La charge d’intérêts pèse déjà davantage avec la remontée des taux depuis 2022, et le stock de dette élevé amplifie l’effet boule de neige car la croissance nominale reste modérée.
Faut-il s’attendre à un plan d’austérité après les élections présidentielles de 2027 ? Certainement. Les élections présidentielles de 2027 (et les législatives qui les accompagneront) interviendront dans un cadre contraint.
Les règles budgétaires européennes révisées imposent une trajectoire de réduction du déficit et de stabilisation/réduction de la dette. Le gouvernement actuel vise un déficit autour de 5 % en 2026 puis un retour progressif sous 3 %.
Atteindre et tenir cet objectif, tout en freinant la hausse de la dette (qui pourrait encore grimper vers 118-120 % du PIB selon certaines prévisions intermédiaires), nécessitera un ajustement structurel : maîtrise des dépenses, éventuelles réformes de structure (retraites, santé, collectivités, etc.) et/ou hausses de recettes.
Que l’on parle d’« austérité », de « consolidation budgétaire », d’« efforts » ou de « sérieux budgétaire », la pression des marchés (taux d’emprunt, notation), de la Commission européenne et des institutions financières sera réelle.
Un déficit durablement au-dessus de 4-5 % avec une dette à près de 120 % du PIB et une part croissante de non-résidents rendrait le refinancement plus fragile.
Réduire le stock de dette ou au minimum stabiliser son ratio (via un déficit primaire plus bas et une croissance suffisante) est la voie la plus directe pour limiter la hausse de la détention étrangère lors du reflux des titres Eurosystème.

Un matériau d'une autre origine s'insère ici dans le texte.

PR #777, opened 2023-02-16
Fix some HTML validation issues

drgrice1:
Specifically the following changes are made:

Remove the size attribute from hidden inputs created via NAMED_HIDDEN_ANS_RULE.  That is not a valid attribute for a hidden input.

Remove the type="text/css" attribute from style tags and type="text/javascript" attribute from script tags.  In modern html those should be omitted.

Remove the wrap attribute from textarea answer rules. The "virtual" value for that attribute hasn't been valid for a long time.  Just use the default "soft" value.

Remove the invalid autocorrect attribute from inputs for answer rules.

The debug and warning messages in PGcore should not add html formatting to the arrays of messages that are stored.  Let the caller deal with formatting it the in the desired way.  The only result of this is that we end up removing this html later almost every single time it is handled.
    
Also output better and valid html for translator errors.  A pre can not contain a <hr> tag.

This is just a collection of issues that I have been accumulating in a branch. It is time to put this in.

### DIFF
--- a/macros/core/PGbasicmacros.pl
+++ b/macros/core/PGbasicmacros.pl
@@ -321,7 +321,7 @@ sub NAMED_ANS_RULE {
 
 		# Note: codeshard is used in the css to identify input elements that come from pg
 		HTML => qq!<input type=text class="codeshard" size=$col name="$name" id="$name" aria-label="$label" !
-			. qq!dir="auto" autocomplete="off" autocorrect="off" autocapitalize="off" spellcheck="false" !
+			. qq!dir="auto" autocomplete="off" autocapitalize="off" spellcheck="false" !
 			. qq!value="$answer_value">!
 			. qq!<input type=hidden name="$previous_name" value="$answer_value">!,
 		PTX => qq!<fillin name="$name" characters="$col" />!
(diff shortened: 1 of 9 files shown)


macros/core/PGbasicmacros.pl
```diff
@@ -455,11 +455,9 @@ sub NAMED_ANS_BOX {
 		TeX        => qq!\\vskip $height in \\hrulefill\\quad !,
 		Latex2HTML =>
 			qq!\\begin{rawhtml}<TEXTAREA NAME="$name" id="$name" aria-label="$label" ROWS="$row" COLS="$col"
-		              WRAP="VIRTUAL">$answer_value</TEXTAREA>\\end{rawhtml}!,
-		HTML => qq!<TEXTAREA NAME="$name" id="$name" ROWS="$row" COLS="$col"
-		        WRAP="VIRTUAL">$answer_value</TEXTAREA>
-		        <INPUT TYPE=HIDDEN  NAME="previous_$name" VALUE = "$answer_value">
-		        !,
+				>$answer_value</TEXTAREA>\\end{rawhtml}!,
+		HTML => qq!<TEXTAREA NAME="$name" id="$name" ROWS="$row" COLS="$col">$answer_value</TEXTAREA>!
```
pstaabp, line 459: Should this TEXTAREA have the aria-label on it?

drgrice1: Yeah, it should.   In fact, a mistake that traces back to be0e7139c (a @goehle commit) is apparent here.  Looking at the code above, aria labels were added by mistake to the Latex2HTML code but not to the actual HTML code.  I will move that.  The Latex2HTML should not have that at all (and will soon be deleted anyway).

pstaabp (approved):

Le contenu exact de l’ajustement dépendra évidemment de la majorité issue des urnes de 2027 : priorités de dépenses, arbitrages fiscaux, rythme de réduction du déficit. Mais l’espace de non-choix se réduit. Comme le souligne Hannoun, présenter dès 2027 un budget respectant (ou se rapprochant sérieusement de) la limite de 3 % du PIB, tout en s’attaquant à la dette excessive accumulée depuis 2019, constitue un enjeu de souveraineté financière.

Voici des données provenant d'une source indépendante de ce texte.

PR #778, opened 2023-02-19
Add the capability to set input value for radios and checks

drgrice1:
This is done for the parserRadioButtons.pl, parserCheckboxList.pl, and parserRadioMultiAnswer.pl macros.
    
The values for the choices are the student "original" answers which are displayed in the past answers table (or answer log).  Currently for this macro those are always B0, B1, etc.  This changes that so those can be customized to show more informative "original" answers in the results table.  Note that if using a custom checker, these are also the values that you would need to use for comparison there.

These values can be specified in two ways for parserRadioButton.pl and parserCheckboxList.pl.  One extends to the previous method of providing a label with a choice. For example, a choice could have been give as { label => text }.  To give a value with that now use { label => [ text, value ] }.  For a full example:

```
$radio = RadioButtons(
        [
                { A => [ 'answer 1', 'always first answer' ] },
                [
                        { B => [ 'answer 2', 'random order second answer' ] },
                        { C => [ 'answer 3', 'random order third answer' ] }
                ]
                { D => [ 'answer 4', 'always last answer' ] }
        ],
        1,
        displayLabels => 1
);
```
Note that with this approach the labels, text, and value are all randomized together and everything is shown in that random order.  So in the problem you will get for instance
* A. answer 1 (the value of this radio will be 'always first answer')
* C. answer 3 (the value of this radio will be 'random order third answer')
* B. answer 2 (the value of this radio will be 'random order second answer')
* D. answer 4 (the value of this radio will be 'always last answer')

Of course B and C might be switched.

The other way of specifying the values is to give a reference to an array containing values for each of the choices.  This works for all three macros.  For example,
```
$radio = RadioButtons(
        [
                'answer 1',
                [

                       'answer 2',
                        'answer 3',
                ]
                'answer 4',
        ],
        1,
        labels => 'ABC',
        values => [
                'always first answer',
                'random order second answer',
                'random order third answer',
                'always last answer'
        ]
);
```
Note that with this approach the values are still randomized with the choices, but the labels are not.  So in the problem you will get for instance
* A. answer 1 (the value of this radio will be 'always first answer')
* B. answer 3 (the value of this radio will be 'random order third answer')
* C. answer 2 (the value of this radio will be 'random order second answer')
* D. answer 4 (the value of this radio will be 'always last answer')

Of course the text for B and C might be switched and the values with them, but the labels B and C will always be with the corresponding text as shown.

Of course one should choose the values to not give the correct answer away.

This also moves the "uncheckable" javascript out of the macro and into a separate javascript file loaded via ADD_JS_FILE.  The javascript is updated to not pollute the global namespace.

Note that the NAMED_ANS_RADIO_EXTENSION of PGbasicmacros.pl needed to be extended to allow setting of the input `id` by the caller.  Previously "${name}_$value" was used.  The values set by the author could make those invalid id's.

Both that method and the NAMED_ANS_RADIO method also needed to be extended to allow the caller to add attributes to the input.  This is to that data attributes could be added that are used by the javascript.  Previosly this macro used a regular expression substitution to add an `onclick` handler.  Really what is needed is for the PGbasicmacros.pl macro to have a generic method to generate html tags with attributes.

To make this easier to deal with a new `tag` method was added to PGbasicmacros.pl.  This method is similar in usage to the `tag` method of Mojolicious::Plugin::TagHelpers.  It is intended to extend this usage to more of the methods in PGbasicmacros.pl and elsewhere.  Note that it does not include the capability to open a tag without closing it, and never should be extended to do so.  That promotes bad practice and leads to invalid html.

### DIFF
--- a/htdocs/js/apps/RadioButtons/RadioButtons.js
+++ b/htdocs/js/apps/RadioButtons/RadioButtons.js
@@ -1,0 +1,59 @@
+// ################################################################################
+// # WeBWorK Online Homework Delivery System
+// # Copyright &copy; 2000-2022 The WeBWorK Project, https://github.com/openwebwork
+// #
+// # This program is free software; you can redistribute it and/or modify it under
+// # the terms of either: (a) the GNU General Public License as published by the
+// # Free Software Foundation; either version 2, or (at your option) any later
+// # version, or (b) the "Artistic License" which comes with this package.
+// #
+// # This program is distributed in the hope that it will be useful, but WITHOUT
+// # ANY WARRANTY; without even the implied warranty of MERCHANTABILITY or FITNESS
+// # FOR A PARTICULAR PURPOSE.  See either the GNU General Public License or the
+// # Artistic License for more details.
+// ################################################################################
+'use strict';
+
+(() => {
+	// Setup uncheckable radios.
+	const setupUncheckableRadio = (radio) => {
+		if (!radio.dataset.uncheckableRadioButton) return;
+		delete radio.dataset.uncheckableRadioButton;
+
+		if (radio.checked) radio.dataset.currentlyChecked = '1';
+
+		radio.addEventListener('click', (e) => {
+			if (radio.dataset.shift && !e.shiftKey) {
+				radio.dataset.currentlyChecked = '1';
+				return;
+			}
+			const currentlyChecked = radio.dataset.currentlyChecked;
+			if (currentlyChecked) {
+				delete radio.dataset.currentlyChecked;
+				radio.checked = false;
+			} else {
+				radio.dataset.currentlyChecked = '1';
+			}
+		});
+	};
+
+	// Deal with uncheckable radios already in the page.
+	document.querySelectorAll('input[type="radio"]').forEach(setupUncheckableRadio);
+
+	// Deal with radios that are added to the page later.
+	const observer = new MutationObserver((mutationsList) => {
+		for (const mutation of mutationsList) {
+			for (const node of mutation.addedNodes) {
+				if (node instanceof Element) {
+					if (node.tagName.toLowerCase() === 'input' && node.type.toLowerCase() === 'radio')
+						setupUncheckableRadio(node);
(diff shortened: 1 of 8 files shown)


drgrice1:
Some examples demonstrating the usage of this new capability are attached.
[examples.zip](https://github.com/openwebwork/pg/files/10775499/examples.zip)

drdrew42:
Thanks for including test problems, that's incredibly useful!

Just a question regarding the formatting of `rma-with-radio-sub.pg`
is the sub-part of answer A supposed to be indented?

Screen Shot 2023-02-22 at 5 28 34 PM

drgrice1:
Yes, it should be indented.  Check that your static assets are up to date by running `npm install` or `./generate-assets` in `pg/htdocs`.  The css generated by that has effect here.

drdrew42:
OMG of course.

drdrew42:
This works great, but there is some unexpected re-sorting of responses in parserCheckboxList

drgrice1:
@drdrew42:  So it turns out that the sorting is in fact all about the null byte hack.  The problem is the hack (it is even called that) on lines 989 - 999 of `lib/WeBWorK/PG/Translator.pm` that is specifically for check boxes.

drgrice1:
@drdrew42:  The order is now fixed.  This required changing how extended response groups are stored.  Instead of using a hash, an array is used.  The translator hack needed to be modified to accommodate this.  This removes one small part of the null byte hack.  Unfortunately answers are still passed in as null byte separated strings, and end up being converted back to that later.  In the middle there is no reason for that.

drgrice1:
Actually, it turns out this is a much bigger part of removing the null byte hack than I thought.  The rest is on the webwork2 (and standalone renderer) side of things.  If you drop the null byte joining done by Form.pm, and then add a little joining for the past answers table then all of the null byte stuff is gone.  Well, aside from a lot of unnecessary code in PG that can be deleted.

pstaabp (approved):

Sans correction crédible, le risque de tensions sur les spreads, de perte de flexibilité et de dépendance accrue aux créanciers non-résidents s’accentue.
Les élections de 2027 marqueront un moment de vérité budgétaire pour la France.
Hervé Hannoun
Marc Touati a raison d’être préoccupé par ce taux de 57,5% de notre dette publique détenue par les non résidents. Ce taux avait pu artificiellement être ramené en dessous de 50% en 2022 du fait des achats massifs de dette française par la BCE/Eurosystéme au titre du “quantitative easing” conduit de 2014 à 2022 par Mario Draghi puis ChristineLagarde.
Ainsi dans la rubrique “autres français” du “camembert” (22%) pourrait se trouver, SAUF ERREUR DE MA PART, une grande partie des quelques 600 milliards de titres publics figurant au bilan 2025 de la Banque de France (BdF) sous la mention “titres détenus au titre d’opérations de politique monétaire”.
Il serait à cet égard souhaitable que la rubrique “autres français” soit ventilée entre les titres directement détenus par des particuliers français (un montant probalement trés faible) et les titres de la dette publique détenus par la BdF au titre des opérations de politique monétaire de la BCE.
Il est à craindre que, à mesure que la BCE/BDF rembourseront les titres détenus au titre des opérations de politique monétaire non conventionnelle des années 2014/2022, ce remboursement aura pour effet ,toutes choses égales par ailleurs, de faire monter encore (vers les 75% ?) le taux déjà préoccupant (57,5%) de détention de la dette publique française par les non-résidents.
Il faudra absolument éviter ce risque notamment en réduisant dans les prochaines années la dette publique trés excessive accumulée depuis 2019 et en présentant si possible dés 2027 un budget respectant la limite de déficit (perdue de vue) de 3% du PIB.